Differential cross-section measurements are made for the following observables: \(p_{\mathrm {T}}\) of the dilepton system; \(\Delta \phi \) between the leptons; minimum \(\Delta \phi \) between lepton and leading jet; minimum \(\Delta \phi \) between lepton and subleading jet; \(S_{\mathrm {T}}\); leading jet \(p_{\mathrm {T}}\); subleading jet \(p_{\mathrm {T}}\); \(\Delta \phi \) and \(\Delta \eta \) between the leading and subleading jets; scalar sum of \(p_{\mathrm {T}}\) of leading and subleading jets (\(H_\mathrm {T}\)); and invariant mass of the dijet system.

7 Multivariate analysis and signal regions

In order to discriminate between signal and background in the LQ search, the TMVA [35] implementation of a BDT is used. A number of variables are expected to provide discrimination between signal and background. Generally, the \(p_{\mathrm {T}}\) of the leptons and jets as well as related variables such as \(S_{\mathrm {T}}\) will possess higher values for the signal than for the background, in particular for high LQ mass. Since the signature arises from the decay of parent LQs with well-defined masses, mass-sensitive discriminating variables are further candidates for BDT input variables. In the dilepton channels, the lepton-jet masses \(m_{\mathrm {LQ}}^{\mathrm {min}}\) and \(m_{\mathrm {LQ}}^{\mathrm {max}}\) are reconstructed, as described in Sect. 5. In the lepton–neutrino channels, the mass of one \(\mathrm {LQ}\) (\(m_{\mathrm {LQ}}\)) and the transverse mass of the second \(\mathrm {LQ}\) (\(m_{\mathrm {LQ}}^{\mathrm {T}}\)) can be reconstructed. The transverse mass is defined as \(m_{\mathrm {LQ}}^{\mathrm {T}}=\sqrt{2\cdot p_T^j \cdot E_{\mathrm {T}}^{\mathrm {miss}}\cdot (1-\cos (\Delta \phi (j,E_{\mathrm {T}}^{\mathrm {miss}})))}\), where \(\Delta \phi (j,E_{\mathrm {T}}^{\mathrm {miss}})\) is the azimuthal angle between the jet and the direction of missing transverse momentum vector. The procedure is analogous to that used in the dilepton channel; both possible pairings of jet and lepton (or \(E_{\mathrm {T}}^{\mathrm {miss}}\)) are tested and the pairing that results in the smaller absolute difference between \(m_{\mathrm {LQ}}\) and \(m_{\mathrm {LQ}}^{\mathrm {T}}\) is chosen.

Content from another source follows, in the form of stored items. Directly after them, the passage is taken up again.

PR #200, opened 2022-08-02
Merge @upfluence/oss package into this project

phndiaye:
### What does this PR do?

For some time now, we have noticed that the split between this package (holding Ember specific code) and @upfluence/oss package (holding more agnostic, Less CSS + assets only code) is not viable anymore and brings some pain point that are a bit annoying:
- having to open PRs in two projects for the same task
- Yarn links w/ @upfluence/oss that are not always straighforward (even more if you link this package to another running app)
- Documentation being split between two packages

After discussion w/ the team, this PR brings the CSS, assets and deps from the @upfluence/oss package into @upfluence/oss-components definitely.

### Good PR checklist

- [x] Title makes sense
- [x] Properly assigned
- [ ] Added/updated tests
- [x] Properly labeled


app/styles/base/_all.less
```diff
@@ -0,0 +1,23 @@
...
+@import '_inputs';
+@import '_inputs-range';
+@import '_links';
+@import '_loading';
+@import '_navs';
+@import '_notifications';
+@import '_progress';
+@import '_slider';
+@import '_stats';
+@import '_tables'; // TO_BE_DEPRECIATED
```
Miexil, line 17: deprecated* 😇

Miexil (approved):
Now, let's see the damage on staging :D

All background processes are used in the BDT training. For the electron and muon channels separately, the training is done for each \(\mathrm {LQ}\) mass hypothesis for which signal simulations were produced. To ensure independence from the CRs, in the dilepton channel, only events with a dilepton invariant mass above 130 GeV are considered in the training. Similarly, only events with a transverse mass greater than 130 GeV are considered in the lepton–neutrino channel. Here, to further suppress the fake-electron contribution, it is required that \(E_{\mathrm {T}}^{\mathrm {miss}}\)\(>150\) GeV and that \(S>3\). These requirements define the training regions (TRs), i.e. event samples used to train the BDTs.

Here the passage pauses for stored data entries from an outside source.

PR #201, opened 2022-08-04
Power select as dropdown

phndiaye:
### What does this PR do?

- Use PowerSelect as dropdown instead of sticky infinite select
- Updated the Chip to remove its margins as it's not its responsibility to set it 
- Update the ArrayInput component to add said margins

Screenshot 2022-08-04 at 16 11 18

Screenshot 2022-08-04 at 16 15 47

### Good PR checklist

- [x] Title makes sense
- [x] Properly assigned
- [ ] Added/updated tests
- [x] Properly labeled

### DIFF
--- a/addon/components/o-s-s/array-input.hbs
+++ b/addon/components/o-s-s/array-input.hbs
@@ -1,4 +1,4 @@
-<div class="array-input-container fx-row fx-xalign-center" ...attributes>
+<div class="array-input-container fx-row fx-xalign-center fx-gap-px-6 padding-left-px-6 padding-right-px-6" ...attributes>
   {{#each this.items as |item index|}}
     <OSS::Chip @label={{item}} @onRemove={{fn this.removeItem index}} />
   {{/each}}
--- a/addon/components/o-s-s/chip.hbs
+++ b/addon/components/o-s-s/chip.hbs
@@ -1,4 +1,4 @@
-<div class={{this.computedClass}} ...attributes>
+<div class={{this.computedClass}} ...attributes {{on "click" this.stopPropagation}}>
   <span class="text-style-semibold {{if @maxDisplayWidth "chip-ellipsis"}}"
         style={{if @maxDisplayWidth this.ellipsisStyle}}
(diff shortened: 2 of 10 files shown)


addon/components/o-s-s/chip.hbs
```diff
@@ -1,4 +1,4 @@
-<div class={{this.computedClass}} ...attributes>
+<div class={{this.computedClass}} ...attributes {{on "click" this.stopPropagation}}>
```
Miexil, line 1: hmmmm ? 🤔 
Why ?

addon/components/o-s-s/array-input.hbs
```diff
@@ -1,4 +1,4 @@
-<div class="array-input-container fx-row fx-xalign-center" ...attributes>
+<div class="array-input-container fx-row fx-xalign-center fx-gap-px-6 padding-left-px-6 padding-right-px-6" ...attributes>
```
Miexil, line 1: 80% chance where we use array-input will look weird after we merge this in.
I'm pretty sure I adjusted some css where we used some of these components... Nothing too awful though, we can fix them when we see them 🤷

addon/components/o-s-s/power-select.hbs
```diff
@@ -1,24 +1,33 @@
-<div class="upf-power-select fx-col" ...attributes
+<div class="upf-power-select fx-1 fx-col" ...attributes
```
Miexil, line 1: 🙏 thanks.

addon/components/o-s-s/array-input.hbs
phndiaye: I double checked in the CCs and BCCs in the composer and it works well w/ the adjustments done on the Chip too.

addon/components/o-s-s/chip.hbs
phndiaye: Because when used in the PowerSelect it triggers the click outside + the only thing we want to monitor clicks on here is the cross icon

Miexil (approved):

To ensure that no bias is introduced, two BDTs are used for each mass point; one is trained on one half of the events and evaluated on the other half, and vice versa for the second BDT. Different methods of dividing the simulation samples into training and test samples are tested and compared, giving consistent results such that no overtraining or other biases are introduced in the process.

Table 3 lists the variables that were found to give optimal sensitivity, ordered by their discriminating power in the BDT. In the dilepton channel, these are both reconstructed \(\mathrm {LQ}\) candidate masses, \(m_{\mathrm {LQ}}^{\mathrm {min}}\) and \(m_{\mathrm {LQ}}^{\mathrm {max}}\), the dilepton invariant mass, \(m_{\mathrm {\ell \ell }}\) , the subleading jet \(p_{\mathrm {T}}\) (\(p_\mathrm {T}^{j2}\)) and the subleading lepton \(p_{\mathrm {T}}\) (\(p_\mathrm {T}^{\ell 2}\)). The lepton–neutrino channel also makes use of both of the LQ mass variables, \(m_{\mathrm {LQ}}\) and \(m_{\mathrm {LQ}}^{\mathrm {T}}\), and the other variables are the transverse mass, \(m_{\mathrm {T}}\) , the missing transverse momentum, \(E_{\mathrm {T}}^{\mathrm {miss}}\), the subleading jet \(p_{\mathrm {T}}\), and the charged-lepton \(p_{\mathrm {T}}\), \(p_{\mathrm {T}}^{\ell }\). Distributions of a selection of the variables used for training are shown in Appendix B. It was checked and confirmed that not only the individual input variables but also their pairwise correlations are modelled well in the simulation.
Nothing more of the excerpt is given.